A Roman Europe of Hope
A Roman Europe of Hope
Reading Derrida with Brague
This chapter examines the relationship between two different and yet interrelated interpretations of Europe: Remi Brague and Jacques Derrida’s. After briefly outlining the manner in which the two thinkers have interpreted ‘how Europe is’, I ask whether Brague’s characterization of Europe as Romanity – as a perpetual transmission of that which is foreign to itself – can help us understand Derrida’s assertion in the The Other Heading that, ‘what is proper to a culture is to not be identical to itself’. A key concept I take into account while tackling this question is ‘autoimmunity’ as conceptualised by Derrida in his essay ‘Faith and Knowledge’ and in his book, Rogues.
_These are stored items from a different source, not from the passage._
PR #13701, opened 2024-08-07
chore(connect): if duplicated coins, let's check if all are unsupported

tomasklim:
## Description

- bnb smart chain is unsupported on T1 because of collision if BNB beacon chain
- it is going to dissapear really soon https://www.bnbchain.org/en/bnb-chain-fusion
- this "improvement" does not set coin to be unsupported in case there is at least one of duplicates supported

## Related Issue

Resolve


marekrjpolak (approved):
Probably makes sense, and shouldn't currently affect anything else than bnb.

PR #13706, opened 2024-08-08
test(desktop) : test stability improvement

ondracja:
- updating clicking function from discouraged `window.click()` to encouraged `window.locator.click();`
- making the function async as well since `.click()` returns a promise


Lemonexe (approved):
LGTM :rocket: 
Locator is more strict, less ambiguous than window.click, and [indeed recommended](https://github.com/microsoft/playwright/blob/236a8ac2ac00fe90701bdc3d6c36e840033c5a8e/packages/playwright-core/types/types.d.ts#L2006-L2025)..

PR #13714, opened 2024-08-08
Connect Core without global state

marekrjpolak:
Occasionally, unit/e2e tests were failing because of global state shared between two tests.

This PR moved top-level global variables from `connect/core/index` file one by one into `Core` class and propagates them through the functions as `CoreContext`. Therefore, two Core instances shouldn't interfere any more (at least on Connect level, on device/transport levels it's a whole different story).

Seems to be working, but still **must be carefully tested as some behavior could've (wrongfully) been dependent on the shared state**.


mroz22 (approved):
looks promising

PR #13717, opened 2024-08-08
chore(connect-common): add fw 2.8.1

komret:
## Description

Update FW binaries for T2T1 and T3T1 to 2.8.1

@Hannsek What do you think about the changelog UI? I think there should be fewer items in the changelog, this almost doesn't fit the screen.

## Screenshots:
💅 
Screenshot 2024-08-08 at 17 49 42

### DIFF
--- a/packages/connect-common/files/firmware/t2t1/releases.json
+++ b/packages/connect-common/files/firmware/t2t1/releases.json
@@ -1,6 +1,25 @@
 [
     {
         "required": false,
+        "version": [2, 8, 1],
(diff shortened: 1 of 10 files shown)


Hannsek:
I think that FW team is very productive! 😁

Also, "more smooth" is wrong. Rather please use "smoother".

MiroslavProchazka:
> Also, "more smooth" is wrong. Rather please use "smoother".

Fixed

MiroslavProchazka (approved):

PR #13502, opened 2024-07-25
Updating releases.json of additional property

MiroslavProchazka:
Updating releases.json of additional property. Needed for implementation of [this](https://github.com/trezor/trezor-suite-private/issues/104) 

To run check to validate the revisions are correct: `./packages/connect-common/scripts/check-firmware-revisions.sh`

image

PR #13726, opened 2024-08-09
feat(connect-common): Generalize firmware-check script for all devices, backfill revisionIds into releases

Lemonexe:
## Description

Followup to #13502

- Create a new `check-all-firmware-revisions.sh` script, which runs `check-firmware-revisions.sh` for each device.
  - _(understood as an existing folder in [connect-common firmware](https://github.com/trezor/trezor-suite/tree/develop/packages/connect-common/files/firmware))_
- Generalize `check-firmware-revisions.sh` to work on all devices
- Backfill revisionIds for T3T1 and T2B1 into their `releases.json` files

## CR instructions

Run the following (the yarn script does not seem to be part of CI)
```
yarn workspace @trezor/connect-common validate-releases.json
./packages/connect-common/scripts/check-firmware-revisions.sh t3t1
``` 

The following should error (invalid device name):
```
./packages/connect-common/scripts/check-firmware-revisions.sh t999b1234
```

## Related Issue

Part 1/3 of https://github.com/trezor/trezor-suite-private/issues/109

### DIFF
--- a/packages/connect-common/scripts/check-all-firmware-revisions.sh
+++ b/packages/connect-common/scripts/check-all-firmware-revisions.sh
@@ -1,0 +1,13 @@
+#!/usr/bin/env bash
+
+PARENT_PATH=$( cd "$(dirname "${BASH_SOURCE[0]}")" || exit ; pwd -P )
+
+cd "$PARENT_PATH/../files/firmware" || exit
+
+for dir in */ ; do
+    if [ -d "$dir" ]; then
+        if ! "$PARENT_PATH/check-firmware-revisions.sh" "${dir%/}" ; then
+            exit 1
+        fi;
+    fi
+done
--- a/packages/connect-common/files/firmware/t2b1/releases.json
+++ b/packages/connect-common/files/firmware/t2b1/releases.json
@@ -10,6 +10,7 @@
         "url_bitcoinonly": "firmware/t2b1/trezor-t2b1-2.8.0-bitcoinonly.bin",
         "fingerprint": "cf3ce230a69a681199f74cf6ac8c6c431f8fa7e0d0183437f93c5cc029fbd155",
         "fingerprint_bitcoinonly": "ae088439d44fc8643b8de28e0d7a8720cd3dbb247619f2742604bbe884542558",
+        "firmware_revision": "dd4671a5104952ef505d28d1f9e94d1484b4607a",
         "changelog": "* Removed CoSi functionality. \n* Increased Optiga read timeout to avoid spurious RSODs."
     },
     {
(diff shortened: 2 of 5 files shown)


packages/connect-common/scripts/check-all-firmware-revisions.sh
```diff
@@ -0,0 +1,11 @@
+#!/usr/bin/env bash
+
+PARENT_PATH=$( cd "$(dirname "${BASH_SOURCE[0]}")" || exit ; pwd -P )
+
+cd "$PARENT_PATH/../files/firmware" || exit
+
+for dir in */ ; do
```
peter-sanderson, line 7: this `cd` + glob is smart, I wanted to use it as well [here](https://github.com/trezor/data/pull/90/files#diff-174612db9a6f23fe0db7575ea6471cddf33039da8341189af284c0084d0ee632R3) but I did not found a way how to filter out (directly in glob) some results in an elegant way

Lemonexe: In `trezor/data` the case is more complicated because some dirs need to be filtered out, but here we can do it simpler :slightly_smiling_face:

packages/connect-common/scripts/check-all-firmware-revisions.sh
```diff
@@ -0,0 +1,11 @@
...
+    if [ -d "$dir" ]; then
+        "$PARENT_PATH/check-firmware-revisions.sh" "${dir%/}"
```
peter-sanderson: I think this wont propagate the bash return code. If you run this with some error will it produce and `1` when doing `echo $?`?

peter-sanderson: I think you have to explicitly check for it like this https://github.com/trezor/data/pull/90/files#diff-174612db9a6f23fe0db7575ea6471cddf33039da8341189af284c0084d0ee632R8

Lemonexe: Done :heavy_check_mark:

szymonlesisz (commented):
i've tested it locally and i feel that it works only partially,

it fails when i add some new release (1.13.0) to
```
./packages/connect-common/files/firmware/t1b1/releases.json
```
but it doesnt fail if i remove recent release (1.12.1) or somewhere in the middle (1.11.1)

is this expected that we allow releases.json to be outdated/different?

Lemonexe:
> i've tested it locally and i feel that it works only partially,

@szymonlesisz oh yes, that sounds like expected behavior.
The check works only one-way: if all entries in `releases.json` are valid.
It does **not** check it the other way: if all tags are in `releases.json.`

I believe it'd be impossible, as some releases are only for some devices, so if there is a tag `core/v2.6.0`, we can't expect it in every `releases.json`. That's what I think, but I'd have to check with @peter-sanderson, who originally wrote the script, I'm just expanding it.

vdovhanych (approved):

PR #13727, opened 2024-08-09
fix(suite): do not enforce revision-check for install firwmare in settings

peter-sanderson:
Allows to install firmware. It is a part of settings so we shall not re-trigger the compromised screen.

### DIFF
--- a/packages/suite/src/components/suite/Preloader/Preloader.tsx
+++ b/packages/suite/src/components/suite/Preloader/Preloader.tsx
@@ -21,6 +21,14 @@ import { WelcomeLayout } from '../layouts/WelcomeLayout/WelcomeLayout';
 import { ViewOnlyPromo } from 'src/views/view-only/ViewOnlyPromo';
 import { selectDevice } from '@suite-common/wallet-core';
 import { DeviceCompromised } from '../SecurityCheck/DeviceCompromised';
+import { RouterAppWithParams } from '../../../constants/suite/routes';
+
+const ROUTES_TO_SKIP_REVISION_CHECK: RouterAppWithParams['app'][] = [
+    'settings',
+    'firmware',
+    'firmware-type',
+    'firmware-custom',
+];
 
 const getFullscreenApp = (route: AppState['router']['route']): FC | undefined => {
     switch (route?.app) {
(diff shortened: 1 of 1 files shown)


packages/suite/src/components/suite/Preloader/Preloader.tsx
```diff
@@ -21,6 +21,13 @@ import { WelcomeLayout } from '../layouts/WelcomeLayout/WelcomeLayout';
 import { ViewOnlyPromo } from 'src/views/view-only/ViewOnlyPromo';
 import { selectDevice } from '@suite-common/wallet-core';
 import { DeviceCompromised } from '../SecurityCheck/DeviceCompromised';
+import { RouterAppWithParams } from '../../../constants/suite/routes';
+
+const ROUTES_TO_SKIP_REVISION_CHECK: RouterAppWithParams['app'][] = [
```
komret, line 26: Please add `firmware-type`.

packages/suite/src/components/suite/Preloader/Preloader.tsx
```diff
@@ -72,7 +79,8 @@ export const Preloader = ({ children }: PreloaderProps) => {
     }
 
     if (
-        router.route?.app !== 'settings' &&
+        (router.route?.app === undefined ||
```
komret, line 83: Nit:

```suggestion
        (router.route?.app !== undefined &&
```

Isn't it more intuitive like this?

komret (changes requested):

komret (approved):

bosomt:
**QA OK**

i was able to install custom firmware and install official firmware even app identifies device as compromised

**Info:**
 - Suite version: desktop 24.8.1 (ff36df61a0f4df46dfc9fbff1ac26f00429a00dc)
 - Browser: Mozilla/5.0 (Macintosh; Intel Mac OS X 10_15_7) AppleWebKit/537.36 (KHTML, like Gecko) TrezorSuite/24.8.1 Chrome/118.0.5993.159 Electron/27.3.8 Safari/537.36
 - OS: MacIntel
 - Screen: 1512x982
 - Device: Trezor T2T1 2.8.2 regular (revision 4b68431f7cc04f5e0ae041e4bf2ddc82bba79cd3)

PR #13742, opened 2024-08-09
Feat/native/send fees

### LINKED ISSUE #10871: Send coins - fee rate input
## Description
User should be able to specify the fee rate of the transaction. Under the amount input there will be rendered fee level options (low,normal,high).

For testnets there is always only normal level.

PeKne:
## Description
- new fee selection screen added to the send flow
- send flow enabled for any Bitcoin like account (including the mainnets!)

Please focus on the files related to the fees. The fee screen should be almost final (even design-wise). Do not investigate all the other screens (address and amount form, review screen etc.). These will be revisited in the follow up PRs.

## Related Issue

Resolve #10871

## Screenshots:
https://github.com/user-attachments/assets/957d80ac-c3ed-467e-95e1-c85a3ff00204


suite-native/formatters/src/hooks/useFiatFromCryptoValue.ts
```diff
@@ -16,15 +16,18 @@ type useFiatFromCryptoValueParams = {
     tokenDecimals?: number;
     historicRate?: number;
     useHistoricRate?: boolean;
+    isBalance?: boolean;
 };
 
 export const useFiatFromCryptoValue = ({
+    // TODO: is balance
```
vytick: unnecessary comment?

packages/connect/src/types/fees.ts
```diff
@@ -39,3 +39,5 @@ export const SelectFeeLevel = Type.Union([
         total: Type.String(),
     }),
 ]);
+
+export type FeeLevelLabel = FeeLevel['label'];
```
mroz22: probably not a big deal adding this, but lets keep in mind that with every new export from connect we have more complicated live in terms of keeping things backwards compatible

PeKne: I can move this to `suite-common` so the responsibility is on the side of the Suite. Would it be better for you?  `FeeLevel` is used there already anyway.

mroz22: I'd probably move it out of connect. not saying it can't be there, just that when it becomes part of public API, we should think twice whether it makes sense or not.

suite-native/module-send/src/components/FeeOption.tsx
```diff
@@ -0,0 +1,86 @@
...
+    feeKey: SendFeesFormValues['feeLevel'];
+    feeLevel: GeneralPrecomposedTransactionFinal;
+    networkSymbol: NetworkSymbol;
+}) => {
+    const { watch, setValue } = useContext(FormContext);
+    const selectedLevel = watch('feeLevel');
+
+    const isChecked = selectedLevel === feeKey;
+
+    const { label, timeEstimate } = feeLabelsMap[feeKey];
```
vytick, line 43: I am testing this flow and the app crashes  on btc testnet send attempt, on `custom` fee label which is not allowed for native but is inserted via `SendFeesScreen params`

suite-native/atoms/src/Radio.tsx
```diff
@@ -4,14 +4,14 @@ import { NativeStyleObject, prepareNativeStyle, useNativeStyles } from '@trezor/
 
 import { ACCESSIBILITY_FONTSIZE_MULTIPLIER } from './Text';
 
-type RadioValue = string | number;
-export interface RadioProps extends Omit<TouchableOpacityProps, 'style' | 'onPress'> {
-    value: RadioValue;
+// type RadioValue = string | number;
```
vytick: not needed here

suite-native/module-send/src/components/FeeOption.tsx
vytick: https://github.com/user-attachments/assets/a07ea84d-ed58-427d-8cae-0c2e97797e57

suite-native/module-send/src/components/FeesFooter.tsx
```diff
@@ -0,0 +1,79 @@
...
+    totalAmount: string;
+};
+
+const footerWrapperStyle = prepareNativeStyle(utils => ({
+    marginBottom: utils.spacings.small,
+}));
+
+const cardStyle = prepareNativeStyle(utils => ({
+    paddingTop: utils.spacings.small,
+    paddingBottom: utils.spacings.extraLarge + utils.spacings.small,
```
vytick: nit: I would prefer not to compose arbitrary numbers from predefined spacings, wdyt?

PeKne: 7f3034dd1d

suite-native/atoms/src/Radio.tsx
PeKne: 7f3034dd1d

suite-native/module-send/src/components/FeeOption.tsx
PeKne: good catch: 7f3034dd1d

suite-native/formatters/src/hooks/useFiatFromCryptoValue.ts
PeKne: 7f3034dd1d

packages/connect/src/types/fees.ts
PeKne: fixed by c8c1993b7b

suite-native/module-send/src/components/SendFeesForm.tsx
```diff
@@ -0,0 +1,97 @@
...
+    });
+    const { handleSubmit, control } = form;
+
+    const selectedFeeLevel = useWatch({ control, name: 'feeLevel' });
+    const feeLevelTransaction = feeLevels[selectedFeeLevel] as PrecomposedTransactionFinal;
+
+    if (!account) return;
+
+    const handleNavigateToReviewScreen = handleSubmit(async () => {
+        navigation.navigate(SendStackRoutes.SendReview, { accountKey });
```
vytick, line 61: I suggest to move this navigation after `isRejected` check of `signTransactionFeeLevelSigningThunk` or the app will navigate and crash in case `signTransactionFeeLevelSigningThunk` rejects.

vytick (changes requested):

suite-native/module-send/src/components/SendFeesForm.tsx
PeKne: Make sense on the first look, but unfortunately we can not do that. While is the `signTransactionFeeLevelSigningThunk` executing, the user needs to be already on the `SendReviewScreen` where he can see the individual steps of the review and their status. 

If the navigation would happen after the dispatch of `signTransactionFeeLevelSigningThunk` the Trezor device would start to display inputs for the review, but the app would not correspond with that.

In case it fails, it correctly returns to the beginning of the flow (account selection screen). I tested that. Or did it not work for you? If no, please let me know how to replicate that.

vytick (approved):
great job 🦾 🚀

suite-native/module-send/src/components/SendFeesForm.tsx
vytick: As we discussed the issue here was a validation that shouldnt let it pass and it fill be done in following PRs. Resolving

PR #13734, opened 2024-08-09
Feat/ledger derivations path evm

tomasklim:
## Description

- do discovery of ledger live accounts for all EVMs
- do discovery of ledger legacy accounts for ETH
- allow to add non-bitcoin coin account type when debug mode is on
- fix jumping of account label chevron
- skip first evm ledger account as it is same as trezor

- add account type in debug mode looks broken, the texts are wrong, but the logic works, there is another issue https://github.com/trezor/trezor-suite/issues/13736 to fix it 

## Related Issue

resolve https://github.com/trezor/trezor-suite/issues/8591
resolve #13733

## Screenshots:
non-debug
Screenshot 2024-08-09 at 15 49 19

debug

Screenshot 2024-08-09 at 15 49 08

Screenshot 2024-08-09 at 15 43 21

Screenshot 2024-08-09 at 16 24 13

PR #13748, opened 2024-08-10
fix(suite): add pading above network symbol

MiroslavProchazka:
Adding padding so the CoinLogo does not touch border of the modal

BTW maybe I've added the padding also in some other places by this change, please someone from usability team check it first before merging. Diki

Before
image

After
image

### DIFF
--- a/packages/suite/src/components/suite/modals/ReduxModal/UserContextModal/AddAccountModal/AddAccountModal.tsx
+++ b/packages/suite/src/components/suite/modals/ReduxModal/UserContextModal/AddAccountModal/AddAccountModal.tsx
@@ -27,6 +27,7 @@ import { DeviceModelInternal } from '@trezor/connect';
 
 const StyledModal = styled(Modal)`
     width: 480px;
+    padding-top: 4px;
     text-align: left;
 `;
 


packages/suite/src/components/suite/modals/ReduxModal/UserContextModal/AddAccountModal/AddAccountModal.tsx
```diff
@@ -27,6 +27,7 @@ import { DeviceModelInternal } from '@trezor/connect';
 
 const StyledModal = styled(Modal)`
     width: 480px;
+    padding-top: 4px;
     text-align: left;
```
tomasklim, line 31: I secretly removed the coin symbol https://github.com/trezor/trezor-suite/pull/13734 😡 

Sorry Míra, you are not going to get another commit

MiroslavProchazka: 🤬🤬🤬🤬🤬

packages/suite/src/components/suite/modals/ReduxModal/UserContextModal/AddAccountModal/AddAccountModal.tsx
```diff
@@ -27,6 +27,7 @@ import { DeviceModelInternal } from '@trezor/connect';
 
 const StyledModal = styled(Modal)`
     width: 480px;
+    padding-top: 4px;
```
hstastna, line 30: Not sure if this PR is still relevant, but we prefer using `spacingsPx` instead, if possible. So in your case, it would look like this:

`padding-top: ${spacingsPx.xxs}; `

Anyway, if we still needed to add padding to this modal, maybe I'd add a bit bigger padding, 4px seem to be too little. With `spacingsPx.xs` it could look better, IMHO, as everything else (like Select component, text, buttons) in the modal is far from the border of the modal :)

If by autoimmunity we understand the way in which the “I” is in need of the “Other” to be, or in other words, the way in which life cannot sustain itself without non-life and identity cannot do without difference, in short, if by autoimmunity we understand the ontological condition in which beings such as ourselves exist, then we must come to terms with (and in fact, in a Nietzschean sense, affirm and rejoice in) the autoimmune character of all communities, including Europe. Following Derrida’s assertion that autoimmunity is neither a threat nor a opportunity but the zone in which the threat posed by it is the very opportunity itself, I ask whether Romanity can be interpreted as an enactment of this autoimmunity, or put differently, whether it can be seen as autoimmunity at work in and through Europe. I argue that such investigation will help us to re-imagine Europe along the lines suggested by Derrida, as that which is always already different from, and yet responsible towards itself. In the final section of the chapter I examine what the implications of such a re-imagination are for crisis-stricken Europe.